Benni Scholz era considerablemente más bajo que Rudi Schäffer y tuvo que estirarse para rodear con el brazo los hombros de su colega. Rudi volvió su enorme cabeza de papel maché hacia él.
—Rudiger, querido amigo —dijo Scholz—, tengo muy presente que eres de Bergisch-Gladbach, y por ello soy más indulgente contigo, de veras. Pero estoy convencido de que, ni siquiera en tus años de formación pudiste ver un toro, una vaca o alguna otra forma de ganado que se pareciera ni remotamente a esa cosa que llevas en la cabeza y que no sé qué se supone que es. Bueno, a menos que Bergisch-Gladbach sea una ciudad hermana de Chernobyl.

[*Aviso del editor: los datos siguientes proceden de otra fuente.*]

PR #236, opened 2026-07-23
user: align Windows mkdir behavior with Unix

thaJeztah:
- relates to https://github.com/moby/moby/pull/16947

The Windows implementation of mkdirAs was originally introduced as a minimal wrapper around os.MkdirAll because ownership is not supported on Windows and the uid/gid parameters were only needed to keep the daemon starting.

As a result, MkdirAndChown would also create missing parent directories, unlike the Unix implementation.

Use os.Mkdir when mkAll is false to preserve the documented semantics, while retaining the simplified Windows implementation for ownership and permissions.

Originally introduced in [moby/moby@bfe252b78184][1], which added a Windows-specific implementation to work around limitations on that platform;

> A recent change to use pkg\idtools causes a chown to be on the
> startup path of the daemon. Chown is not supported on Windows,
> hence the daemon would not start.

[1]: https://github.com/moby/moby/commit/bfe252b78184d22d74a555a82aafc9e6dae3babc

### DIFF
--- a/user/idtools_windows.go
+++ b/user/idtools_windows.go
@@ -1,13 +1,17 @@
 package user
 
-import (
-	"os"
-)
+import "os"
 
-// This is currently a wrapper around [os.MkdirAll] since currently
-// permissions aren't set through this path, the identity isn't utilized.
-// Ownership is handled elsewhere, but in the future could be support here
-// too.
-func mkdirAs(path string, _ os.FileMode, _, _ int, _, _ bool) error {
-	return os.MkdirAll(path, 0)
+// mkdirAs creates path, optionally creating any missing parent directories.
+//
+// On Windows this is currently a thin wrapper around os.Mkdir and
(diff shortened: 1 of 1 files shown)


kolyshkin:
@thaJeztah looks like golangci-lint is not too happy with the changes

thaJeztah:
> The initial Stat and this Mkdir are not atomic: if another process creates path after the stat reports it missing, os.Mkdir returns EEXIST even though path is now a directory. That violates MkdirAndChown's documented nil-on-existing-directory behavior and is a regression from MkdirAll's race handling. Attempt Mkdir first and re-stat its error to accept a directory (while retaining the ENOTDIR result for files).


Had this initially, but then changed it to use the same order as on Linux; we can look at the linux code if we want to do a second check on errors, but that can be done separately.

thaJeztah:
cc @kolyshkin @vvoland ptal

—Sólo es una maqueta… —contestó Rudi a la defensiva desde el agujero de la cabeza.
En aquel momento, un joven detective irrumpió en el despacho de Scholz. Hizo una breve pausa, mirando la escena de Scholz abrazado a un oficial de uniforme con una cabeza de juguete. Scholz retiró el brazo.
—¿Podrías decirme qué se supone que es esta cabeza? —le preguntó Scholz al joven agente.
—Yo qué sé, Benni… ¿el Hombre Elefante?
Rudi se marchó sigilosamente con su enorme maqueta de cabeza agachada.
—¿Qué ocurre, Kris? —preguntó Scholz al joven detective.
—El restaurante Biarritz de la Wolfsstrasse. Alguien ha reducido a picadillo a un miembro del personal de la cocina con un cuchillo de carnicero.